Theme Progress in parathyroid research : Pathophysiology and treatment
Title Parathyroid hormone assay and its problems
Publish Date 2017/10
Author Suguru Yamamoto Division of Blood Purification, Niigata University Medical and Dental Hospital
[ Summary ] Circulating parathyroid hormone (PTH) contains full length PTH (1-84) and several kinds of fragments which show various bioactivities. Secondary hyperparathyroidism (SHPT) is associated with mortality in chronic kidney disease (CKD) patients, and evaluation of circulating PTH levels is required to be as accurate as possible. Physicians assess PTH mainly using intact PTH (second generation) or whole PTH (third generation).

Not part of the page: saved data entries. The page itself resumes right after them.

PR #2317, opened 2025-02-27
Implements the `PUT /v1/database/:database/names` endpoint

cloutiertyler:
# Description of Changes

This implements a way to set all the names for a database at once. There was no way to remove a name from a database, making it impossible for the website to implement needed UI.

The way I'm implemented this is not ideal, but it's also not bad. Notably, the operation to set the names is not atomic and may partially succeed while returning an error code.

This adds a new HTTP route.

2 (not trivial, but additive and small)

# Testing

- [x] I added additional unit testing to check that this functionality works in standalone.

### DIFF
--- a/crates/standalone/src/control_db/tests.rs
+++ b/crates/standalone/src/control_db/tests.rs
@@ -81,7 +81,7 @@ fn test_domain() -> anyhow::Result<()> {
         reverse_lookup.first().map(ToString::to_string),
         Some(domain.to_string())
     );
-    assert_eq!(reverse_lookup, vec![domain]);
+    assert_eq!(reverse_lookup, vec![domain.clone()]);
 
     // We can remove the domain records for Alice's database
     let deleted = cdb.spacetime_delete_domains(&addr);


coolreader18 (approved):
Looks reasonable to me. If setting domain 3 out of 5 fails, it'll be left in a weird state, but that seems more or less fine for now.

kim:
What speaks against making it atomic? A `replace_names` method doesn't seem hard to implement, so as long as we impose the restriction that the name and database owner must be the same.

cloutiertyler:
> What speaks against making it atomic? A `replace_names` method doesn't seem hard to implement, so as long as we impose the restriction that the name and database owner must be the same.

Nothing, other than I was trying to hack it together in the shortest amount of time and I would have had to deal with Sled transactions. Not opposed to it at all. There's just not much time.

cloutiertyler:
Closing in favor of https://github.com/clockworklabs/SpacetimeDB/pull/2325

PR #2318, opened 2025-02-27
Minor updates to the Rust client quickstart

gefjon:
# Description of Changes

Revealed during John's review of https://github.com/clockworklabs/spacetime-docs/pull/162 . Apparently this code doesn't get linted in CI, or something?

corresponding GitHub label.

1

# Testing

- [x] `cargo clippy`.
- [x] I ran through all of the actual behavior yesterday, and none the code has changed in a way that would affect that.


jdetter (approved):
Tested against latest spacetime CLI. Builds and runs with no errors or warnings 👍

There is considerable evidence regarding the management of CKD-mineral bone disorders (CKD-MBD) with intact PTH. However, the assay has several methodological issues involving not only detecting each normal range and the possibility of detecting full length PTH but also several other kinds of fragments. Whole and intact PTH ratios change according to the severity of SHPT, kidney function, and treatment for CKD-MBD. Whole PTH assesses full length PTH, although there remains insufficient evidence to determine a clinical outcome. Thus, PTH assay still has some issues, which should be discussed for better CKD-MBD management.